5 Questions about Big Data Security and Ediscovery
In the era of big data, vetting and asking the right security questions can help your organization save money and have peace of mind when it comes to ediscovery. Below is a general overview of some of the most important questions you should be discussing with your outside law firms and ediscovery service providers. Developing a thorough security RFI created in tandem with your IT/IS department to truly vet these organizations is highly recommended.
How is data stored, secured and monitored?
Knowing how and where your data will be stored once you transmit it for ediscovery processing and hosting are some of the most important questions you can ask.
- Storage: Understand whether data is stored onsite or in the cloud. Each method poses its own benefits and risks, and grasping which method best meshes with your organization’s needs is paramount.
- Security: Inquire about technical controls to protect security, from encryption methods to firewalls and intrusion detection systems.

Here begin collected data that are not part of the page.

PR #173, opened 2025-07-01
Concurrent LP in get_relaxed_lp (used in FP) and lay foundations for future PDLP warm start

Kh4ster:
This PR aims at multiple improvements in MIP:

- Allow for concurrent solve (PDLP and Dual Simplex) in get_relaxed_lp which should improve FP
	- This is done by adding a solve LP interface that takes as input the MIP problem representation (instead of the LP one)
	- This interface is now used everywhere. If we need to solve an LP with the LP problem representation, the problem will be converted (which was already done eventually in any case)
	- Added handling of the "inside_mip" flag for both PDLP and Dual Simplex
- Proper handling of PDLP with warm start data through an additional field. This is in case previous problem was solved by Dual Simplex because of a concurent solve
	- Test added and also comments
- Added a few missing NVTX ranges

Eventually we want to add plug warm start in FP for both PDLP and Dual Simplex.

### DIFF
--- a/cpp/include/cuopt/linear_programming/solve.hpp
+++ b/cpp/include/cuopt/linear_programming/solve.hpp
@@ -29,6 +29,11 @@
 
 namespace cuopt::linear_programming {
 
+namespace detail {
+template <typename i_t, typename f_t>
+class problem_t;
+}
+
 /**
  * @brief Linear programming solve function.
  * @note Both primal and dual solutions are zero-initialized. For custom initialization, see
@@ -52,6 +57,31 @@ optimization_problem_solution_t<i_t, f_t> solve_lp(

- Monitoring: Learn about the service operations staff that keeps its finger on the heartbeat of the data center.
What physical protection measures are in place?
Look for some of the following attributes to ensure that your law firm or vendor’s data center is state-of-the-art.
- Cooling: Make sure the data center has equipment to keep hardware cool and humidity levels in check.
- Power: Ensure that there is a continuous flow of power to the data center, with back-up generators available.
- Network: Request information about the network connectivity, specifically asking about redundancy.
- Fire Suppression: Understand fire suppression procedures and inquire about waterless fire suppression systems.
- Access Controls: Ask about physical access controls into the data center, such as biometric hand readers.
Is there enough secure storage available and is the operation scalable to accommodate unexpected expansion?
If your law firm or ediscovery provider does not have the capacity to securely store the information, some of the data may be compromised. It is easier—and far less costly—to find another law firm or a secure vendor to host your data than it will be to clean up a disastrous data security breach posed by sticking with a firm or provider that bit off more than it could chew.
Who will have access to the data, and have they completed security training?
The fewer people that have access to the information, the better. Make sure that your corporation’s confidential information is stored on a “need to know” basis, and it should be a red flag if that data is accessible to every employee at the law firm or ediscovery provider.
If data loss or breach occurs, what type of plan is in place?
No one wants to think about a data breach or loss; however, your organization needs to be prepared in the event of a data disaster. Ask about breach notification response plans and provisions for leveraging a data recovery expert in the event of a loss.
With big data only getting bigger and breaches at an all-time high, it is prudent –and absolutely critical—to take every effort to vet your outside counsel and ediscovery provider’s data security policies, before it is too late.